* _Recorded data_
=== Section Start ===

PR #56, opened 2024-03-29
feat: implement support for routing events from multiple apps

fbozic:
- Refactor WebSocket server (same approach as JSON RPC server)
- Implement support for routing events from multiple apps (and potentially more types of node events)

### DIFF
--- a/crates/node/src/application_manager.rs
+++ b/crates/node/src/application_manager.rs
@@ -40,10 +40,8 @@ impl ApplicationManager {
             application.name, application_topic
         );
 
-        self.applications.insert(
-            application_topic.as_str().to_owned().into(),
-            application.clone(),
-        );
+        self.applications
+            .insert(application_topic.as_str().to_owned().into(), application);
 
         Ok(())
     }
@@ -68,10 +66,7 @@ impl ApplicationManager {
     ) -> eyre::Result<Vec<u8>> {
         match self.applications.get(application_id) {
             Some(application) => Ok(fs::read(&application.path)?),
-            None => eyre::bail!(
-                "failed to get application with id: {}",
-                application_id.as_ref()
-            ),
+            None => eyre::bail!("failed to get application with id: {}", application_id),
         }
     }
 }
--- a/crates/store/src/lib.rs
+++ b/crates/store/src/lib.rs
@@ -111,7 +111,8 @@ pub fn get_application_key(
     application_id: calimero_primitives::application::ApplicationId,
     key: &db::Key,
 ) -> Vec<u8> {
-    let mut application_key = Vec::from((application_id.as_ref().to_owned() + ":").as_bytes());
-    application_key.append(&mut key.clone());
+    let mut application_key = String::from(application_id.as_ref()).into_bytes();
+    application_key.push(b':');
+    application_key.extend_from_slice(&key[..]);
     application_key
 }


crates/node/src/lib.rs
```diff
@@ -323,16 +323,24 @@ impl Node {
             } => {
                 if self
                     .application_manager
-                    .is_application_registered(topic_hash)
+                    .is_application_registered(topic_hash.clone())
```
miraclx: change the signature of `is_application_registered` to take a ref instead. looks like it doesn't need an owned value

crates/server-primitives/src/ws.rs
```diff
@@ -26,29 +27,64 @@ pub enum RequestBody {
...
 }
 
 #[derive(Debug, Serialize, Deserialize)]
 #[serde(rename_all = "camelCase")]
-pub enum ResponseBodyResult {
-    Subscribed,
-    Unsubscribed,
-    Event(calimero_primitives::events::NodeEvent),
+pub enum ResponseBody {
+    Result(ResponseBodyResult),
```
miraclx: you can just put the `Value` in here directly

crates/server-primitives/src/ws.rs
```diff
@@ -26,29 +27,64 @@ pub enum RequestBody {
...
+pub struct SubscribeResponse {
+    pub application_ids: Vec<String>,
+}
+// *************************************************************************
+
+// **************************** unsubscribe method *******************************
+#[derive(Debug, Serialize, Deserialize)]
+#[serde(rename_all = "camelCase")]
+pub struct UnsubscribeRequest {
+    pub application_ids: Vec<String>,
```
miraclx:
```suggestion
    pub application_ids: Vec<ApplicationId>,
```

and other places

crates/server/src/ws.rs
```diff
@@ -180,67 +238,152 @@ async fn handle_commands(
...
             }
         }
     }
 }
 
 async fn handle_text_message(
-    client_id: ws_primitives::ClientId,
+    connection_id: ws_primitives::ConnectionId,
     state: Arc<ServiceState>,
+    connection_state: ConnectionState,
```
miraclx: with the other methods, you're extracting the connection state from the `state.connections` map, but here you're passing it directly

let's pick a pattern

crates/server/src/ws.rs
```diff
@@ -180,67 +238,152 @@ async fn handle_commands(
...
-            let error_body = ws_primitives::ResponseBodyError::SerdeError(String::from(format!(
-                "failed to deserialize request: {message}"
-            )));
-            ws_primitives::Response {
-                id: None,
-                body: ws_primitives::ResonseBody::Error(error_body),
-            }
+            let body =
+                ws_primitives::ResponseBody::Error(ws_primitives::ResponseBodyError::ServerError(
+                    ws_primitives::ServerResponseError::ParseError(String::from(format!(
```
miraclx: `format!` already returns a string, no need for `String::from` again

crates/server/src/ws.rs
```diff
@@ -180,67 +238,152 @@ async fn handle_commands(
...
+                        "failed to deserialize request: {message}"
+                    ))),
+                ));
+
+            ws_primitives::Response { id: None, body }
```
miraclx: If `id` is provided, but the body is invalid, like an invalid method call. Then we need to know this. And respond with the right id.

You can experiment with the pattern meroship uses.

Deserialize the json skeleton with `method`+`params` contained in a `serde_json::Value` that can be further deserialized in a secondary step.

If parsing fails at the first level, nothing is returned. You sent gibberish. I can't understand you.

If parsing fails at the second level, we can provide useful feedback about what occurred and for which `id`.

crates/server-primitives/src/ws.rs
fbozic: I don't understand what you mean

crates/node/src/lib.rs
fbozic: fixed, also application_manager uses ApplicationId for the keys in the map

crates/server-primitives/src/ws.rs
fbozic: fixed everywhere (I think)

crates/server/src/ws.rs
fbozic: done, good point

crates/server/src/ws.rs
fbozic: done

crates/server/src/ws.rs
fbozic: done

crates/server-primitives/src/ws.rs
miraclx: The type `ResponseBodyResult` only contains a `Value`, can be flattened here for brevity.

crates/node/src/application_manager.rs
```diff
@@ -14,13 +13,13 @@ pub struct Application {
 
 pub(crate) struct ApplicationManager {
     pub network_client: NetworkClient,
-    pub applications: HashMap<TopicHash, Application>,
+    pub applications: HashMap<calimero_primitives::application::ApplicationId, Application>,
```
miraclx, line 16: thank you

crates/node/src/application_manager.rs
```diff
@@ -37,8 +36,10 @@ impl ApplicationManager {
             .unwrap()
             .hash();
 
-        self.applications
-            .insert(app_topic.clone(), application.clone());
+        self.applications.insert(
+            calimero_primitives::application::ApplicationId(app_topic.clone().into_string()),
+            application.clone(),
+        );
```
miraclx: this operation is infallible, so can you move it after the `info!` step to save the clones?

crates/primitives/src/application.rs
```diff
@@ -2,3 +2,9 @@ use serde::{Deserialize, Serialize};
 
 #[derive(Eq, Hash, Clone, Debug, PartialEq, Serialize, Deserialize)]
 pub struct ApplicationId(pub String);
+
+impl ApplicationId {
+    pub fn to_string(self) -> String {
+        self.0
+    }
+}
```
miraclx: impl `Display` (which comes with `ToString`) and `Deref<Target = &str>` instead.

Your `Display` impl should forward to `String`'s implementation:

```rust
fmt::Display::fmt(&self.0, f)
```

Optionally consider `Into<String>` and `From<String>`

crates/node/src/lib.rs
```diff
@@ -119,7 +119,9 @@ async fn handle_line(node: &mut Node, line: String) -> eyre::Result<()> {
 
                         let tx_hash = match node
                             .call_mut(
-                                application_id.to_string(),
+                                calimero_primitives::application::ApplicationId(
```
miraclx: if you've got `From<String>` implemented for `ApplicationId`, then you can `application_id.to_owned().into()`

crates/store/src/lib.rs
```diff
@@ -101,8 +107,11 @@ impl ReadOnlyStore {
     }
 }
 
-pub fn get_application_key(application_id: String, key: &db::Key) -> Vec<u8> {
-    let mut application_key = Vec::from((application_id.clone() + ":").as_bytes());
+pub fn get_application_key(
+    application_id: calimero_primitives::application::ApplicationId,
+    key: &db::Key,
+) -> Vec<u8> {
+    let mut application_key = Vec::from((application_id.clone().to_string() + ":").as_bytes());
```
miraclx: you can drop the `clone`

crates/node/src/application_manager.rs
```diff
@@ -67,6 +67,12 @@ impl ApplicationManager {
         &self,
         application_id: &calimero_primitives::application::ApplicationId,
     ) -> eyre::Result<Vec<u8>> {
-        Ok(fs::read(&self.applications.get(application_id).unwrap().path).unwrap())
+        match self.applications.get(application_id) {
+            Some(application) => Ok(fs::read(&application.path)?),
+            None => eyre::bail!(
+                "failed to get application with id: {}",
+                application_id.clone().to_string()
```
miraclx: Once you have `Deref` implemented for `ApplicationId`, this can be:

```rust
&*application_id
```

or.. and preferably, impl `AsRef<str>` for `ApplicationId`, so this can be:

```rust
application_id.as_ref()
```

crates/server-primitives/src/ws.rs
fbozic: done

crates/node/src/application_manager.rs
```diff
@@ -35,18 +35,16 @@ impl ApplicationManager {
...
-        );
-
         info!(
             "Registered application {} with hash: {}",
             application.name, application_topic
         );
 
+        self.applications.insert(
+            application_topic.as_str().to_owned().into(),
+            application.clone(),
```
miraclx:
```suggestion
            application,
```

crates/node/src/application_manager.rs
```diff
@@ -72,7 +70,7 @@ impl ApplicationManager {
             Some(application) => Ok(fs::read(&application.path)?),
             None => eyre::bail!(
                 "failed to get application with id: {}",
-                application_id.clone().to_string()
+                application_id.as_ref()
```
miraclx: Since it now impls `Display`, this is much cleaner:

```suggestion
                application_id
```

crates/store/src/lib.rs
```diff
@@ -111,7 +111,7 @@ pub fn get_application_key(
     application_id: calimero_primitives::application::ApplicationId,
     key: &db::Key,
 ) -> Vec<u8> {
-    let mut application_key = Vec::from((application_id.clone().to_string() + ":").as_bytes());
+    let mut application_key = Vec::from((application_id.as_ref().to_owned() + ":").as_bytes());
```
miraclx: reading this now, I'd say since we already pass the application_id by value, maybe this pattern:

```suggestion
    let mut application_key = String::from(application_id).into_bytes();
    application_key.push(b':');
```

crates/store/src/lib.rs
```diff
@@ -111,7 +111,7 @@ pub fn get_application_key(
...
     application_key.append(&mut key.clone());
```
miraclx:
```suggestion
    application_key.extend_from_slice(&key[..]);
```

this should work

crates/store/src/lib.rs
fbozic: This doesn't compile. 

I've went with this
```rust

    let mut application_key = String::from(application_id.as_ref()).into_bytes();
    application_key.push(b':');
```

miraclx: Ah right, `From<T>` for `U` implies `Into<U>` for `T` but not the other way around. correct.

crates/server/src/ws.rs
```diff
@@ -118,43 +135,79 @@ async fn handle_socket(socket: WebSocket, state: Arc<ServiceState>) {
...
+            Err(err) => {
+                ws_primitives::ResponseBody::Error(ws_primitives::ResponseBodyError::ServerError(
+                    ws_primitives::ServerResponseError::InternalError {
+                        err: Some(err.into()),
+                    },
+                ))
+            }
+        };
+
+        let response = ws_primitives::Response { id: None, body };
```
miraclx, line 194: eventually, we might need to merge jsonrpc + websocket and make it generic over any transport, so we're not duplicating a lot of this logic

=== Section End ===

* _Exercise brief_
The answer must be every line from the records above that contains the word "what", copied out.

* _Answer section_
If parsing fails at the second level, we can provide useful feedback about what occurred and for which `id`.
fbozic: I don't understand what you mean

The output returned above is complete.